In June 2007, the United States Federal Claims Court in Washington D.C. will begin hearings on 4,800 claims filed by parents who believe pediatric vaccinations caused their child’s autism. The lawsuits claim that thimerosal, a preservative that contains mercury and is used in vaccines, causes autism. After an extensive three-year investigation led by the Committee on Government Reform, it was concluded that mercury does not belong in vaccines and that thimerosal poses a very serious risk to those subjected to its toxicity.
As far back as 1982, the Food and Drug Administration (FDA) called for the removal of thimerosal from all over-the-counter products. But it was not until July 1999 that the FDA asked manufacturers to remove thimerosal from pediatric vaccines. When researchers looked carefully at the vaccine schedule, they found that if the schedule were followed, American children had been exposed to 30 times the minimum acceptable level of mercury from vaccines.

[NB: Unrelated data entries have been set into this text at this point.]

Issue #129, opened 2026-05-22
[Go] NUMBER(n, 0) values get truncated with use_high_precision=false


amoeba:
_This issue was originally filed as https://github.com/apache/arrow-adbc/issues/1277 by @CurtHagenlocher and has been duplicated here._

When the "high precision" switch is disabled, the Go Snowflake drivers return NUMBER(n, 0) values as int64s. For values which are too large to fit in 64 bits, it simply discards the upper 64 bits and returns the lower 64 bits without warning.

The "right thing" is particularly hard to figure out here because of the property of Snowflake that integer types are all aliases for NUMBER(38, 0), which means that even if the user thought they were creating an int32 columns it's actually stored as a decimal128-equivalent in the Snowflake schema. The best choice might be to error out when there's a value that's too large.

PR #131, opened 2026-05-22
test(go): add select validation tests for number

amoeba:
## What's Changed

I saw the issue https://github.com/adbc-drivers/snowflake/issues/129 and noticed the type mappings table doesn't mention this so I'm adding validation tests. In theory, this will cause the `NUMERIC` row in the Snowflake to Arrow table to change from jus showing `double` to showing `double, int64` with a footnote about the truncation.


lidavidm (approved):
Could also set the respective sql-type-names to `NUMERIC (use_high_precision = [true/false])` and then there will be two rows to clarify the behavior

lidavidm:
CI: https://github.com/adbc-drivers/snowflake/actions/runs/26374455330

lidavidm:
Hmm, it somehow came back as `int64`?

```
>       assert expected.type == actual.type, (
            f"Field types do not match: {path}{expected.name} ({expected.type}) != {path}{actual.name} ({actual.type})"
        )
E       AssertionError: Field types do not match: res (decimal128(38, 0)) != res (int64)
E       assert Decimal128Type(decimal128(38, 0)) == DataType(int64)
E        +  where Decimal128Type(decimal128(38, 0)) = pyarrow.Field<res: decimal128(38, 0)>.type
E        +  and   DataType(int64) = pyarrow.Field<res: int64>.type
```

lidavidm:
I'm going to fix this up.

lidavidm:
Superseded by https://github.com/adbc-drivers/snowflake/pull/142

PR #134, opened 2026-05-25
fix(go): preserve reader errors and reject truncated streams

### LINKED ISSUE #133: [Go] Snowflake Arrow stream reader can silently truncate results and leak goroutines on cancel
## What's happening

When consuming an Arrow result stream from the Snowflake Go driver, the
record reader has two related failure modes:

1. **Silent truncation.** If a chunk download ends prematurely (e.g. a
   mid-stream TCP RST from S3/Azure Blob, or a short read that the IPC
   layer happens to interpret as a clean end-of-stream), the reader's
   producer goroutine returns `rr.Err()` (which can be `nil` in that
   case), `group.Wait()` returns `nil`, and the consumer sees
   `Next() == false` with `Err() == nil`. The result set is incomplete,
   but no error is reported to the caller.

2. **Cancellation goroutine leak / late-cancel false error.** Two
   related variants observed:

   - When the consumer cancels mid-stream, the streaming code paths can
     return `nil` (from `rr.Err()`) instead of `ctx.Err()`, so the
     reader presents a "successful" partial result to the caller.
   - When cancellation lands during the trailing `rr.Next()` completion
     probe — after every expected row has already been emitted — the
     current code surfaces it as a generic error even though the batch
     completed successfully.

   In both variants, `concatReader.Next()` also drops a terminal error
   from the inner reader when stepping to the next reader, masking the
   real cause.

## Context

The underlying gosnowflake report is
[snowflakedb/gosnowflake#1789](https://github.com/snowflakedb/gosnowflake/issues/1789)
(SNOW-3479780). Two upstream fixes already landed there:

- [#1792](https://github.com/snowflakedb/gosnowflake/pull/1792) — adds
  `ArrowStreamBatch.Reset()` (mirror of the original
  [#1782](https://github.com/snowflakedb/gosnowflake/pull/1782) from
  @davidhcoe), which makes mid-stream retries possible.
- [#1795](https://github.com/snowflakedb/gosnowflake/pull/1795) — wraps
  opened Arrow chunk streams in a cancel-aware reader, so cancellation
  unblocks an in-flight body read and normalizes the close error to
  `ctx.Err()`.

Those address the gosnowflake-side symptoms, but the ADBC consumer
still needs to:

- Validate per-batch and per-result-set row counts so a short stream
  becomes a real error rather than a silent EOF.
- Preserve `rr.Err()` / `ctx.Err()` in every producer code path.
- Treat the "all rows already emitted, cancellation landed during the
  trailing completion probe" case as success.
- Preserve a failing inner reader's error in `concatReader.Next()`.

## Scope

This issue tracks only the ADBC-side fix. The companion gosnowflake
fixes are already merged on `master` and will be picked up on the next
dependency bump.

sfc-gh-boler:
## What's Changed

Fixes two related failure modes in the Snowflake Arrow stream record
reader.

**Silent truncation.** A chunk download that ends prematurely
(mid-stream TCP RST from S3/Azure Blob, or a short read that the IPC
layer interprets as a clean end-of-stream) used to surface as
`Next() == false, Err() == nil`, hiding an incomplete result set. The
streaming, retrying, and JSON paths now share a `finalizeBatchRead`
helper that compares actual rows against `b.NumRows()` (per batch) and
`ld.TotalRows()` (per result set), so a short stream becomes an
`adbc.StatusInvalidData` error instead of a silent EOF.

**Cancellation correctness.** The producer goroutines now preserve
`rr.Err()` / `ctx.Err()` in every path, the reader latches the first
producer error before advancing channels (so later prefetched rows
don't leak after an earlier batch fails), and a late cancellation that
lands during the trailing `rr.Next()` completion probe — after every
expected row was emitted — is treated as success rather than a generic
error. `concatReader.Next()` also preserves a failing inner reader's
error instead of dropping it while stepping forward.

Companion upstream fixes already merged in gosnowflake:

- [#1792](https://github.com/snowflakedb/gosnowflake/pull/1792) — adds
  `ArrowStreamBatch.Reset()` (mirrors @davidhcoe's
  [#1782](https://github.com/snowflakedb/gosnowflake/pull/1782)).
- [#1795](https://github.com/snowflakedb/gosnowflake/pull/1795) —
  cancel-aware reader so an in-flight body read unblocks promptly and
  normalizes the close error to `ctx.Err()`.

This PR is independent of those; the next gosnowflake dependency bump
will be a separate change.

### Tests

`go test -tags assert -race -count=1 ./...` plus
`pre-commit run --all-files` are clean. New tests cover:

- `TestReadBatchRecords_RetriesAfterRowCountMismatch`
- `TestTryReadBatch_TruncatedStreamFailsRowCountValidation`
- `TestStreamBatchToChannel_TruncatedStreamFailsRowCountValidation`
- `TestStreamBatchToChannel_CancellationReturnsContextError`
- `TestReaderLateCancellationAfterLastRecordReturnsSuccess`
- `TestReaderStopsAfterEarlierBatchFailureDespiteLaterPrefetch`
- `TestReaderCancellationSetsErrBeforeNextAndReleaseReturns`
- `TestConcatReaderPreservesInnerReaderError`
- `TestValidateRowCount_UsesNeutralMismatchMessage`

Closes #133.

### DIFF
--- a/go/concat_reader.go
+++ b/go/concat_reader.go
@@ -97,6 +97,10 @@ func (r *concatReader) Schema() *arrow.Schema {
 }
 func (r *concatReader) Next() bool {
 	for r.currentReader != nil && !r.currentReader.Next() {
+		if err := r.currentReader.Err(); err != nil {
+			r.err = err
+			break
+		}
 		r.nextReader()
 	}
 	if r.currentReader == nil || r.err != nil {
--- a/go/concat_reader_test.go
+++ b/go/concat_reader_test.go
@@ -1,0 +1,105 @@
+//
+// Copyright (c) 2025 ADBC Drivers Contributors
+//
+// Licensed under the Apache License, Version 2.0 (the "License");
+// you may not use this file except in compliance with the License.
+// You may obtain a copy of the License at
+//
+//     http://www.apache.org/licenses/LICENSE-2.0
+//
+// Unless required by applicable law or agreed to in writing, software
+// distributed under the License is distributed on an "AS IS" BASIS,
+// WITHOUT WARRANTIES OR CONDITIONS OF ANY KIND, either express or implied.
+// See the License for the specific language governing permissions and
+// limitations under the License.
+
+package snowflake
+
+import (
+	"errors"
+	"io"
+	"testing"
+
+	"github.com/apache/arrow-go/v18/arrow"
+	"github.com/apache/arrow-go/v18/arrow/array"
+	"github.com/stretchr/testify/assert"
+	"github.com/stretchr/testify/require"
+)
+
+type mockReaderIter struct {
+	readers   []array.RecordReader
+	nextCalls int
+}
+
+func (m *mockReaderIter) Release() {}
+
+func (m *mockReaderIter) Next() (array.RecordReader, error) {
+	m.nextCalls++
+	if len(m.readers) == 0 {
+		return nil, io.EOF
+	}
+	reader := m.readers[0]
+	m.readers = m.readers[1:]
+	return reader, nil
+}
+
+type mockRecordReader struct {
+	schema *arrow.Schema
+	next   []bool
+	err    error
+}
+
+func (m *mockRecordReader) Release() {}
+
+func (m *mockRecordReader) Retain() {}
+
+func (m *mockRecordReader) Schema() *arrow.Schema {
+	return m.schema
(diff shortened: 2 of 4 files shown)


lidavidm:
CI: https://github.com/adbc-drivers/snowflake/actions/runs/26423999652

The number of children affected by autism has been drastically growing in recent years. In 1970, autism affected 1 in 2,000 children. In the year 2000, 1 in 250 were affected. According to the Autism Society of America, in 2006, a staggering 1 in 150 children was diagnosed with autism. Autism is currently the fastest growing developmental disability in young people. Even though vaccines with mercury have been proven to contribute to autism, learning disabilities, Alzheimer’s disease, and other neurological conditions, clinics still use thimerosal because other products containing mercury have been phased out.
Currently, lawsuits involving the makers of products containing thimerosal abound. These claims state the drug companies, for years, have failed to tell doctors how much mercury was contained in vaccines prior to the FDA being ordered by Congress to find out in 1997. Some of the large drug companies being sued are GlaxoSmithKline, Merck, Wyeth-Ayerst and Eli-Lilly.